Malgré une météo capricieuse en matinée, 1 400 personnes, selon les autorités, ont constitué le défilé, qui s’est élancé derrière une banderole « Besac antifa tant qu’il le faudra », accompagnée de nombreux symboles syndicaux, associatifs et revendicatifs, allant des habituels étendards antifas et pro-Palestine à ceux du « MRAP » ou de la « CNT-SO ». Seul le drapeau d’un parti, déployé malgré l’impartialité imposée à la veille du scrutin sera replié, sur demande de la police. Ce sera d’ailleurs l’unique intervention des forces de l’ordre, venues en comité restreint, mais aidées par la présence de la « Brigade Anti-Criminalité » en civil, dans une discrétion toute relative.
Bien que divers dans sa composition, c’est surtout la jeunesse qui s’est imposée dans le cortège, au lendemain d’un blocus lycéen, imprimant d’entrée de jeu un rythme de marche à la hauteur de la détermination ambiante. Les slogans s’enchaînent, du traditionnel « ACAB » jusqu’au « à bas l’État, les flics et les fachos », en passant par le désormais incontournable « siamo tutti antifascisti » exécuté par la foule entière sur le parvis de l’église Saint-Pierre. Une parole qui ne restera pas vaine puisque, repérée rôdant autour du rassemblement, l’unique référente locale du collectif identitaire « Nemesis », habituée des coups d’éclats, n’osera pas s’approcher davantage.

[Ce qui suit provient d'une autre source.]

PR #3072, opened 2025-01-29
fix: use _dsc internal css custom property naming convetion

### LINKED ISSUE #3071: Naming convention for internal CSS variables
We have some CSS variables that are used internally inside a component but also across components to make sure they work as intended when composing.

Suggest prefix: `--_dsc`

- `_` to signify its a private variable which is common in programming languages
- `dsc` to signify its a variables used in "designsystemet-components"

eirikbacker:
resolves #3071

- Use `--_ds*` naming convention for internal tokens
- Avoid custom property reassignment for animation durations

### DIFF
--- a/packages/css/src/base.css
+++ b/packages/css/src/base.css
@@ -49,16 +49,16 @@ body,
    * We use both box-shadow and outline to ensure that the focus style is visible,
    * in case box-shadow is overridden.
    */
-  box-shadow: var(--ds--focus, var(--dsc-focus-boxShadow));
-  outline: var(--ds--focus, var(--dsc-focus-outline));
-  outline-offset: var(--ds--focus, var(--dsc-focus-border-width));
+  box-shadow: var(--_ds--focus, var(--dsc-focus-boxShadow));
+  outline: var(--_ds--focus, var(--dsc-focus-outline));
+  outline-offset: var(--_ds--focus, var(--dsc-focus-border-width));
 
   /**
    * Using CSS custom properties toggle trick to ensure focus-visible is only shown on outermost element
    * https://css-tricks.com/the-css-custom-property-toggle-trick/
    */
   * {
-    --ds--focus: ;
+    --_ds--focus: ;
   }
 }
 
--- a/packages/css/src/modal.css
+++ b/packages/css/src/modal.css
@@ -37,7 +37,7 @@
   }
 
   &:has(> .ds-modal__block) {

Si le rendez-vous était officiellement dégagé de toute ambition électorale, la lutte était cependant nettement dirigée contre les candidatures les plus à droite, représentant des politiques jugées racistes, classistes et autoritaires, que les protestataires n’ont pas manqué d’égratigner « Moi je suis une personne racisée, ma présence aujourd’hui est donc toute naturelle », analyse un·e militant·e fraîchement installée dans la capitale comtoise. Une position partagée par l’ensemble des participant·e·s, dont beaucoup issu·e·s de minorités raciales, sexuelles ou de genre, qui n’ont pas l’intention de laisser les franges réactionnaires amputer leurs droits.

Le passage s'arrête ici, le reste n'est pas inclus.